» **Collected data**

****************************************

PR #2892, opened 2025-02-05
Adding a tab for Data Collection Rules

noakup:
Adding a tab for Data Collection Rules streaming to this workspace, showing their details and if a system DCE is set to this workspace, and warnings if they don't use this DCE.


osalzberg:
#sign-off

osalzberg (approved):

PR #2900, opened 2025-02-12
Update contributing to be more explicit about teams in github

gardnerjr:
## Summary

Update contributing to be more explicit about teams in github

No changes to templates or any other content.


matteing (approved):
Looks good.

PR #2939, opened 2025-03-10
Call Insights - Fix timeseries chart title and fix query to remove "success" logs in table

bluk16:
1. Remove `(Bottom legend shows reliability when hover, and it shows average reliability of the series when unhover)`
from table title
image

2. Fix query to not show "success" logs in top issue table
[Local test URL](https://portal.azure.com/?feature.workbookGalleryBranch=brianluk/fix_reliability_UI_query)


dvillasenor-msft (approved):
Verified the text is updated, and I no longer see the 'Success' metric for APIs.

PR #1256, opened 2026-05-22
Preserve diverged local refs in SafelyAdvanceLocalRef

Soph:
https://entire.io/gh/entireio/cli/trails/419

## Summary

- The previous `SafelyAdvanceLocalRef` contract overwrote any local ref the target couldn't reach, which silently discarded unpushed local commits whenever a fetch landed sibling commits — e.g. checkpoint metadata produced on another machine sharing the same orphan-style refs (`entire/checkpoints/v1`, the V2 main ref). The objects survived in the loose-objects pool until git gc, but the branch ref no longer pointed at them.
- Tighten the helper so it only sets the ref when the move is non-destructive:
  - missing → create
  - local at/ahead of target → no-op (existing protection)
  - local strictly behind target → fast-forward
  - diverged or unrelated history → no-op, logged at debug level
- All three production callers (`promoteRemoteTrackingMetadataBranch`, `FetchMetadataBranch`, `PromoteTmpRefSafely`) sync orphan branches where "skip on divergence" is the correct semantic. In the rare divergent case, resume falls through to remote-tracking-tree reads (v1) or the V1 fallback (DualCheckpointReader → v1).
- Update `TestFetchV2MainFromURL_UpdatesExistingRef` to use the existing `advanceV2MainOnTop` helper. The prior setup advanced the remote via a second call to `createV2MainRef` (which always produces an unrelated orphan commit). That setup was only "updating" the local ref via the now-removed diverged-overwrite path; a descendant commit on top of the previous tip is what the real condensation flow produces.

## Companion PR

Stacks naturally with #1252 (which fixes the immediate user-visible "session log not available" bug). This PR is the broader hardening that came out of reviewing that fix — protects unpushed local checkpoint commits against destructive overwrite across all fetch paths.

## Test plan

- [x] `mise run check` passes (fmt, lint, unit, integration, canary)
- [x] New tests in `strategy/safely_advance_local_ref_test.go` cover all six branches:
  - `LocalMissing_SetsToTarget`
  - `LocalEqualsTarget_NoOp`
  - `LocalAhead_NoOp` (existing protection)
  - `LocalBehind_FastForwards`
  - `Diverged_PreservesLocal` (new behavior — failed on `main`)
  - `UnrelatedHistory_PreservesLocal` (new behavior — failed on `main`)
- [x] Existing `TestFetchMetadataBranch_DoesNotRewindLocalAhead` still passes
- [x] Existing `TestFetchV2MainFromURL_DoesNotRewindLocalAhead` still passes
- [ ] Manual: simulate a diverged metadata branch (orphan commits on two machines), confirm fetch no longer rewinds local

---

> [!NOTE]
> **Medium Risk**
> Changes git ref promotion logic used by metadata/v2 ref fetch paths; incorrect ancestor detection could cause refs to stop updating (or to remain diverged) and impact resume behavior, though it reduces risk of losing unpushed local commits.
> 
> **Overview**
> Prevents fetch/promotion code from **overwriting orphan-style local refs** when the fetched target has *diverged or unrelated history*, preserving unpushed local checkpoint commits. `SafelyAdvanceLocalRef` now only creates, no-ops, or fast-forwards refs, and logs a debug message when it detects divergence instead of updating.
> 
> Adds a dedicated unit test suite covering missing/equal/ahead/behind/diverged/unrelated scenarios, and updates `TestFetchV2MainFromURL_UpdatesExistingRef` to advance the remote v2 ref via a true descendant commit so the test exercises the intended fast-forward path.
> 
> <sup>Reviewed by [Cursor Bugbot](https://cursor.com/bugbot) for commit ca40dd00d14a3262156c4ae061f6912f7b97eab7. Configure [here](https://www.cursor.com/dashboard/bugbot).</sup>

### DIFF
--- a/cmd/entire/cli/strategy/checkpoint_remote_test.go
+++ b/cmd/entire/cli/strategy/checkpoint_remote_test.go
@@ -918,10 +918,12 @@ func TestFetchV2MainFromURL_UpdatesExistingRef(t *testing.T) {
 	require.NoError(t, err)
 	hash1 := strings.TrimSpace(string(hash1Out))
 
-	// Add a second commit on the remote's v2 ref
-	createV2MainRef(ctx, t, remoteDir) // Creates a new orphan commit, updating the ref
+	// Advance the remote's v2 /main with a child commit so the new tip is a
+	// strict descendant of hash1 (the realistic CLI flow — condensation
+	// appends a new checkpoint commit on top of the previous tip).
+	advanceV2MainOnTop(ctx, t, remoteDir, hash1)
 
-	// Fetch again — should update
+	// Fetch again — should fast-forward
 	require.NoError(t, FetchV2MainFromURL(ctx, remoteDir))
 
 	hashCmd = exec.CommandContext(ctx, "git", "rev-parse", paths.V2MainRefName)
--- a/cmd/entire/cli/strategy/common.go
+++ b/cmd/entire/cli/strategy/common.go
@@ -126,13 +126,24 @@ func PromoteTmpRefSafely(ctx context.Context, tmpRefName, destRefName plumbing.R
 	return nil
 }
 
-// SafelyAdvanceLocalRef updates localRefName to point at targetHash, except
-// when the existing local ref is already at or ahead of targetHash. In that
-// case it leaves the local ref unchanged to avoid rewinding locally-ahead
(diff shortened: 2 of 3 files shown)


Soph:
Folding into #1252 since the changes are tightly coupled — the global helper tightening makes the resume fix safer, but each fix is small on its own. Branch will be deleted.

****************************************

Lines from the top of the entries through the line with "- diverged or" are to be transcribed exactly, and nothing more.

» **RESULT OF THE EXERCISE**
PR #2892, opened 2025-02-05
Adding a tab for Data Collection Rules

noakup:
Adding a tab for Data Collection Rules streaming to this workspace, showing their details and if a system DCE is set to this workspace, and warnings if they don't use this DCE.


osalzberg:
#sign-off

osalzberg (approved):

PR #2900, opened 2025-02-12
Update contributing to be more explicit about teams in github

gardnerjr:
## Summary

Update contributing to be more explicit about teams in github

No changes to templates or any other content.


matteing (approved):
Looks good.

PR #2939, opened 2025-03-10
Call Insights - Fix timeseries chart title and fix query to remove "success" logs in table

bluk16:
1. Remove `(Bottom legend shows reliability when hover, and it shows average reliability of the series when unhover)`
from table title
image

2. Fix query to not show "success" logs in top issue table
[Local test URL](https://portal.azure.com/?feature.workbookGalleryBranch=brianluk/fix_reliability_UI_query)


dvillasenor-msft (approved):
Verified the text is updated, and I no longer see the 'Success' metric for APIs.

PR #1256, opened 2026-05-22
Preserve diverged local refs in SafelyAdvanceLocalRef

Soph:
https://entire.io/gh/entireio/cli/trails/419

## Summary

- The previous `SafelyAdvanceLocalRef` contract overwrote any local ref the target couldn't reach, which silently discarded unpushed local commits whenever a fetch landed sibling commits — e.g. checkpoint metadata produced on another machine sharing the same orphan-style refs (`entire/checkpoints/v1`, the V2 main ref). The objects survived in the loose-objects pool until git gc, but the branch ref no longer pointed at them.
- Tighten the helper so it only sets the ref when the move is non-destructive:
  - missing → create
  - local at/ahead of target → no-op (existing protection)
  - local strictly behind target → fast-forward
  - diverged or unrelated history → no-op, logged at debug level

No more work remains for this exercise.